Vorace lettore sin da quando aveva sei anni, Brown trascorreva intere estati in biblioteca con sua sorella, mentre la madre lavorava, passando dai versi di Robert Lowell a quelli di T. S. Eliot, da quelli di Whitman e della Dickinson a quelli di Sylvia Plath e di Anne Sexton.
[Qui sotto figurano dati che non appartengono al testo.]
PR #2885, opened 2020-05-25
add support for additional TraCI clients

patmalcolm91:
#### Description

Adds support for the Sumo parameter "num-clients" via a command-line parameter "--additional-traci-clients". This allows additional TraCI scripts to be run in parallel with the co-simulation, a common use-case in the field of transportation research.

  * **Platform(s):** Linux
  * **Python version(s):** 3.7.7

#### Possible Drawbacks

None

---
This change is [Reviewable](https://reviewable.io/reviews/carla-simulator/carla/2885)


joel-mb:
Hi @patmalcolm91 
Thank you very much for this contribution!

I think this is a great addition to the integration. However, I think that it would be necessary to add a few things more to completety be able to use additional multiple SUMO clients.

As far I've seen it is needed to explicitly specify the execution order of the clients using the `SetOrder` command when using multiple traci clients. Therefore, I think it would be needed to add a `--client-order` parameter to the run synchronization script to let the user specify it.

I think it would be great if you can add these modifications to the PR!

patmalcolm91:
> Hi @patmalcolm91
> Thank you very much for this contribution!
> 
> I think this is a great addition to the integration. However, I think that it would be necessary to add a few things more to completety be able to use additional multiple SUMO clients.
> 
> As far I've seen it is needed to explicitly specify the execution order of the clients using the `SetOrder` command when using multiple traci clients. Therefore, I think it would be needed to add a `--client-order` parameter to the run synchronization script to let the user specify it.
> 
> I think it would be great if you can add these modifications to the PR!

Hi @joel-mb, thanks for the comment. While this ```traci.setOrder()``` call is not strictly necessary at least in some cases (I tested the code successfully without it), I agree that this is a useful parameter to include. I've made the corresponding changes.

joel-mb:
> > Thanks for the modification! I've tested it and works perfectly.
> > Just one last thing, could you add the parameter `--client-order` to the run_syncrhonization script as well? Just adding the parameter and modifying the call to SumoSimulation (line `233`) to add the new argument should be enough. I tried to do the modifications myself but I had a weird error when pushing the commit to the PR.
> > Remember to update the CHANGELOG as well.
> > Thanks!!!
> 
> Ah, yes, I forgot about the run_synchronization script. I've added the `--client-order` parameter as requested. As I'm sure you're aware, the `--additional_clients` parameter doesn't make sense in this script, as the number of total TraCI clients can be specified directly in the sumocfg file using the `<num-clients value="x"/>` tag. Changelog has also been updated.

Exactly! Everything seems ready to be merged. We will do so during today.
Thank you very much for your contribution!

PR #4786, opened 2021-10-25
New Traffic Manager features for 0.9.13

jackbart94:
#### Description

New Traffic Manager features for 0.9.13. This PR includes:

1. **The option for users to use ``traffic_manager.set_path(actor, path)`` to pass a list of carla.Location elements to a vehicle controlled by the Traffic Manager, which will follow the given path.** This has some limitations, given by the amount and the location of points in the path. Users should be aware that, in order for it to work, the locations should not be inside intersections (because routes sometimes overlap) and should give at least one location between two different intersections.

2. **Introduction of a RoadOption element in each SimpleWaypoint, which can be: Void, Left, Right, Straight, LaneFollow, RoadEnd.** Currently developing a way to have more options, so that if an intersection has more than one exits that go left, they can be identified separately.

3. **Users can now get the next action that a vehicle will perform (``traffic_manager.get_next_action(actor)``), or the whole action buffer that the vehicle has already planned. (``traffic_manager.get_all_actions(actor)``).** The first one will return a list with two elements, the first one being the next RoadOption, the second being the waypoint where it's going to be performed. If there's no particular action other than following the lane, the action returned will be LaneFollow and the waypoint will be the furthest in the buffer. The second one will return a list of lists with two elements, which will be the same as before, with each RoadOption that will be performed and the waypoint where said RoadOption is going to begin. If it's only lane following, the same principle as get_next_action is applied.

3. **The option for users to use ``traffic_manager.set_route(actor, route)`` to pass a list of RoadOptions (in the form of strings) to a vehicle controlled by the Traffic Manager, which will follow the given high-level route.** This has currently some limitations, given by the fact that there might be more than one exit with the same RoadOption name, and also doesn't work with lane changes.

4. **Fixes ``traffic_manager.keep_right_rule_percentage(actor, percentage) parameter`` and traffic_manager.set_distance_leading_vehicle(actor, percentage)**

5. **Introduces ``traffic_manager.random_left_lanechange_percentage(actor, percentage)`` and ``traffic_manager.random_right_lanechange_percentage(actor, percentage)`` , which allow the user to set a random chance for a vehicle to perform a lane change at any given frame.** Vehicles already have a policy for lane changes, this parameter will just try to trigger a forced lane changes, and only while the vehicle is moving with some velocity.

6. **Improved braking of vehicles, according to new physics.**

7. **Changes in new VehicleLightStage.**

  * **Platform(s):** Ubuntu 18

#### Possible Drawbacks

Requires quite some testing to avoid possible edge cases.

---
This change is [Reviewable](https://reviewable.io/reviews/carla-simulator/carla/4786)


joel-mb (dismissed):
> Reviewed 1 of 19 files at r1, 1 of 17 files at r3, 2 of 13 files at r6, 1 of 7 files at r8, 7 of 13 files at r9, 1 of 5 files at r10, 1 of 4 files at r11, 4 of 5 files at r12.
> *[Reviewable](https://reviewable.io/reviews/carla-simulator/carla/4786)* status: :shipit: complete! all files reviewed, all discussions resolved (waiting on @jackbart94)

joel-mb (approved):
> Reviewed 2 of 2 files at r13, all commit messages.
> *[Reviewable](https://reviewable.io/reviews/carla-simulator/carla/4786)* status: :shipit: complete! all files reviewed, all discussions resolved (waiting on @jackbart94)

La sua scrittura, influenzata successivamente da autori molto diversi come Claudia Rankine, Lucille Clifton, Adrienne Rich, Walter Whitman, George Oppen, Louise Glück e John Milton, è ispirata anche dai versi di Gwendolyn Brooks, Yusef Komunyakaa, Natasha Trethewey, Tracy K. Smith, Gregory Pardlo, Tyehimba Jess e Rita Dove, tutti poeti neri che hanno vinto il Premio Pulitzer.
Jericho Brown, all’anagrafe Nelson Demery III, con The Tradition, il suo terzo libro, si è aggiudicato anche lui il Premio Pulitzer, nel 2020, oltre a essere stato finalista per il National Book Award e il National Book Critics Circle Award.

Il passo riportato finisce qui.